Content starts
PR #3125, opened 2026-06-09
feat(external-task-client): support pooled task execution

hauptmedia:
## Summary

This replaces the previous placeholder draft with an Operaton-adapted code backport of the EximeeBPMS external task client threading/statistics change.

The PR adds configurable pooled execution for external task handlers, optional handler-specific executors, per-executor acquisition runners, isolated backoff state per runner, and lightweight execution statistics logging.

This intentionally stays **Draft** because it changes public external-task-client API and concurrency behavior.

## What Changed

- Added `ExternalTaskClientBuilder.threadPoolSize(int)`, `maxFetchedTasksMultiplier(double)`, and `statsSchedulerEnabled(boolean)`.
- Added `ExternalTaskHandlerWithSpecificExecutor` so selected topic handlers can provide a dedicated `ThreadPoolExecutor`.
- Reworked `TopicSubscriptionManager` to route subscriptions to one `ExecutorRunner` per executor instead of executing handlers in a single acquisition loop.
- Added `ExecutorRunner`, which calculates fetch capacity from executor capacity minus active/queued work and dispatches fetched tasks asynchronously.
- Added `ExternalTaskExecutionStats` and periodic stats logging; the scheduler can be disabled through the builder.
- Added `BackoffStrategy.copy()` as a default method, with real copies for the built-in exponential strategies, so runners do not share mutable backoff state.
- Added an `EngineClient.fetchAndLock(..., maxTasks)` overload; the effective value is capped by the builder-level `maxTasks`.
- Skips already-expired task locks before invoking the handler and does not count those skipped tasks as execution stats.
- Replaced the old single-loop manager test with focused JUnit 5 coverage for executor routing, fetch capacity, backoff isolation, expired locks, and stats.

## Attribution

Backport source:

- Fork: EximeeBPMS
- PR: https://github.com/EximeeBPMS/eximeebpms/pull/115
- Commit: https://github.com/EximeeBPMS/eximeebpms/commit/4b8338305c898acc7793e910433057f01318d9cd
- Original author: Andrzej Dengusiak <andrzej.dengusiak@consdata.com>

Operaton adaptation notes:

- Adapted packages and names to `org.operaton`.
- Exposed the new builder options on the public `ExternalTaskClientBuilder` interface; the source fork only added them on the implementation.
- Kept existing custom `BackoffStrategy` implementations source-compatible by making `copy()` a default method. Stateful custom strategies should override it for full runner isolation.
- Did not import EximeeBPMS parent/internal dependency/build churn; Operaton already has the test dependencies needed here.
- Converted the test coverage to focused JUnit 5 tests instead of importing the large JUnit 4 source test set verbatim.

## Reviewer Notes

This is a behavior/API PR, not a small bugfix. The main review questions are:

- Is the public builder API (`threadPoolSize`, `maxFetchedTasksMultiplier`, `statsSchedulerEnabled`) the shape Operaton wants?
- Should handler-specific executors be part of the external-task-client API, or should executor selection be configured elsewhere?
- `stop()` stops acquisition runners but does not forcibly interrupt already queued/running handler jobs. That preserves normal handler execution but should be reviewed as part of client lifecycle semantics.
- The default builder executor allows core threads to time out after 60 seconds to avoid idle thread retention while keeping client restart semantics.
- The stats scheduler logs every five minutes on a daemon thread and is enabled by default, matching the source behavior. Review whether Operaton wants this default or a quieter opt-in.
- Custom backoff strategies that rely on mutable state should override `copy()`; otherwise the default returns `this` for backward compatibility.

## Verification

- `./mvnw -pl clients/java/client test -Dskip.frontend.build=true`

Result: client module tests passed (`27` tests, `0` failures/errors/skips).


javahippie (changes requested):
1. Undocumented default behavior change — handler execution moves from inline on the single acquisition thread to async dispatch on a ThreadPoolExecutor. Even at the default threadPoolSize=1, handlers now run on a different thread (breaking ThreadLocal/context-classloader/MDC assumptions), and with threadPoolSize>1 they run concurrently where they were previously sequential. Affects every existing user; needs a prominent migration note.
2. Breaking API change — threadPoolSize, maxFetchedTasksMultiplier, and statsSchedulerEnabled are added as abstract methods on the public ExternalTaskClientBuilder interface, breaking any third-party implementer/mocker. (The source fork kept these impl-only.) 
3. stop() can hang — ExecutorRunner.stop() does an unbounded thread.join(); if the acquisition thread is parked in the "all threads busy" CompletableFuture…join(), shutdown blocks until in-flight/queued handlers drain. manager.stop() stops runners sequentially, so one stuck runner blocks the rest and the stats scheduler.
4. Task executor is never shut down — client.stop() stops runners and the stats scheduler but never shuts down the builder/default ThreadPoolExecutor. Queued handler tasks still execute after stop() returns, and there is no close()/AutoCloseable for deterministic cleanup.
5. Silent regression for custom stateful BackoffStrategy — copy() defaults to returning this, so existing stateful strategies are shared across runners in multi-executor setups, reintroducing the mutable-state race with no compile-time signal.
6. Lost-runner-start race — subscribe() (computeIfAbsent → reads isRunning) racing manager.start() (CAS isRunning, then iterates runners) can leave a newly created runner never started, silently dropping that subscription.
7. Possible deadlock calling stop() from a handler on a small pool — handler holds the only worker, acquisition thread is parked waiting for a free slot, stop() joins the acquisition thread. Needs confirmation/guarding.

javahippie:
Forgot: This only touches the core client, not the Spring Boot starter. It won't break compilation, since the starter just calls the builder. But Spring workers silently inherit the new defaults: a stats thread logging every 5 minutes with no way to disable it, and handlers running on a different thread than before. Shutdown also gets riskier, since bean destruction calls client.stop(), which can hang on a stuck handler and leaves the executor running. Meanwhile none of the new options are exposed in application.yaml, so users get the downsides without the feature. The starter's properties and lifecycle need to be part of this PR, not a follow-up.

javahippie:
My suggestion is to reject this PR entirely. If we decide that we need a better external task worker with it's own thread handling for Java, we should create a new version that utizilizes all the shiny new concurrency features in the latest Java releases. I don't think it is possible to the change that was proposed here without changing the runtime behavior (from execution in the same thread to multi threaded) in a sane way

hauptmedia:
Thank you for your in-depth review, I also tend to reject this PR it but what i would like to do is to benchmark it so that we can use it as reference for future work

javahippie:
Rejected, see my comments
Content ends
◆ **What you should do**: Make a verbatim transcription of all the material.

◆ **Written reply**:
PR #3125, opened 2026-06-09
feat(external-task-client): support pooled task execution

hauptmedia:
## Summary

This replaces the previous placeholder draft with an Operaton-adapted code backport of the EximeeBPMS external task client threading/statistics change.

The PR adds configurable pooled execution for external task handlers, optional handler-specific executors, per-executor acquisition runners, isolated backoff state per runner, and lightweight execution statistics logging.

This intentionally stays **Draft** because it changes public external-task-client API and concurrency behavior.

## What Changed

- Added `ExternalTaskClientBuilder.threadPoolSize(int)`, `maxFetchedTasksMultiplier(double)`, and `statsSchedulerEnabled(boolean)`.
- Added `ExternalTaskHandlerWithSpecificExecutor` so selected topic handlers can provide a dedicated `ThreadPoolExecutor`.
- Reworked `TopicSubscriptionManager` to route subscriptions to one `ExecutorRunner` per executor instead of executing handlers in a single acquisition loop.
- Added `ExecutorRunner`, which calculates fetch capacity from executor capacity minus active/queued work and dispatches fetched tasks asynchronously.
- Added `ExternalTaskExecutionStats` and periodic stats logging; the scheduler can be disabled through the builder.
- Added `BackoffStrategy.copy()` as a default method, with real copies for the built-in exponential strategies, so runners do not share mutable backoff state.
- Added an `EngineClient.fetchAndLock(..., maxTasks)` overload; the effective value is capped by the builder-level `maxTasks`.
- Skips already-expired task locks before invoking the handler and does not count those skipped tasks as execution stats.
- Replaced the old single-loop manager test with focused JUnit 5 coverage for executor routing, fetch capacity, backoff isolation, expired locks, and stats.

## Attribution

Backport source:

- Fork: EximeeBPMS
- PR: https://github.com/EximeeBPMS/eximeebpms/pull/115
- Commit: https://github.com/EximeeBPMS/eximeebpms/commit/4b8338305c898acc7793e910433057f01318d9cd
- Original author: Andrzej Dengusiak <andrzej.dengusiak@consdata.com>

Operaton adaptation notes:

- Adapted packages and names to `org.operaton`.
- Exposed the new builder options on the public `ExternalTaskClientBuilder` interface; the source fork only added them on the implementation.
- Kept existing custom `BackoffStrategy` implementations source-compatible by making `copy()` a default method. Stateful custom strategies should override it for full runner isolation.
- Did not import EximeeBPMS parent/internal dependency/build churn; Operaton already has the test dependencies needed here.
- Converted the test coverage to focused JUnit 5 tests instead of importing the large JUnit 4 source test set verbatim.

## Reviewer Notes

This is a behavior/API PR, not a small bugfix. The main review questions are:

- Is the public builder API (`threadPoolSize`, `maxFetchedTasksMultiplier`, `statsSchedulerEnabled`) the shape Operaton wants?
- Should handler-specific executors be part of the external-task-client API, or should executor selection be configured elsewhere?
- `stop()` stops acquisition runners but does not forcibly interrupt already queued/running handler jobs. That preserves normal handler execution but should be reviewed as part of client lifecycle semantics.
- The default builder executor allows core threads to time out after 60 seconds to avoid idle thread retention while keeping client restart semantics.
- The stats scheduler logs every five minutes on a daemon thread and is enabled by default, matching the source behavior. Review whether Operaton wants this default or a quieter opt-in.
- Custom backoff strategies that rely on mutable state should override `copy()`; otherwise the default returns `this` for backward compatibility.

## Verification

- `./mvnw -pl clients/java/client test -Dskip.frontend.build=true`

Result: client module tests passed (`27` tests, `0` failures/errors/skips).


javahippie (changes requested):
1. Undocumented default behavior change — handler execution moves from inline on the single acquisition thread to async dispatch on a ThreadPoolExecutor. Even at the default threadPoolSize=1, handlers now run on a different thread (breaking ThreadLocal/context-classloader/MDC assumptions), and with threadPoolSize>1 they run concurrently where they were previously sequential. Affects every existing user; needs a prominent migration note.
2. Breaking API change — threadPoolSize, maxFetchedTasksMultiplier, and statsSchedulerEnabled are added as abstract methods on the public ExternalTaskClientBuilder interface, breaking any third-party implementer/mocker. (The source fork kept these impl-only.) 
3. stop() can hang — ExecutorRunner.stop() does an unbounded thread.join(); if the acquisition thread is parked in the "all threads busy" CompletableFuture…join(), shutdown blocks until in-flight/queued handlers drain. manager.stop() stops runners sequentially, so one stuck runner blocks the rest and the stats scheduler.
4. Task executor is never shut down — client.stop() stops runners and the stats scheduler but never shuts down the builder/default ThreadPoolExecutor. Queued handler tasks still execute after stop() returns, and there is no close()/AutoCloseable for deterministic cleanup.
5. Silent regression for custom stateful BackoffStrategy — copy() defaults to returning this, so existing stateful strategies are shared across runners in multi-executor setups, reintroducing the mutable-state race with no compile-time signal.
6. Lost-runner-start race — subscribe() (computeIfAbsent → reads isRunning) racing manager.start() (CAS isRunning, then iterates runners) can leave a newly created runner never started, silently dropping that subscription.
7. Possible deadlock calling stop() from a handler on a small pool — handler holds the only worker, acquisition thread is parked waiting for a free slot, stop() joins the acquisition thread. Needs confirmation/guarding.

javahippie:
Forgot: This only touches the core client, not the Spring Boot starter. It won't break compilation, since the starter just calls the builder. But Spring workers silently inherit the new defaults: a stats thread logging every 5 minutes with no way to disable it, and handlers running on a different thread than before. Shutdown also gets riskier, since bean destruction calls client.stop(), which can hang on a stuck handler and leaves the executor running. Meanwhile none of the new options are exposed in application.yaml, so users get the downsides without the feature. The starter's properties and lifecycle need to be part of this PR, not a follow-up.

javahippie:
My suggestion is to reject this PR entirely. If we decide that we need a better external task worker with it's own thread handling for Java, we should create a new version that utizilizes all the shiny new concurrency features in the latest Java releases. I don't think it is possible to the change that was proposed here without changing the runtime behavior (from execution in the same thread to multi threaded) in a sane way

hauptmedia:
Thank you for your in-depth review, I also tend to reject this PR it but what i would like to do is to benchmark it so that we can use it as reference for future work

javahippie:
Rejected, see my comments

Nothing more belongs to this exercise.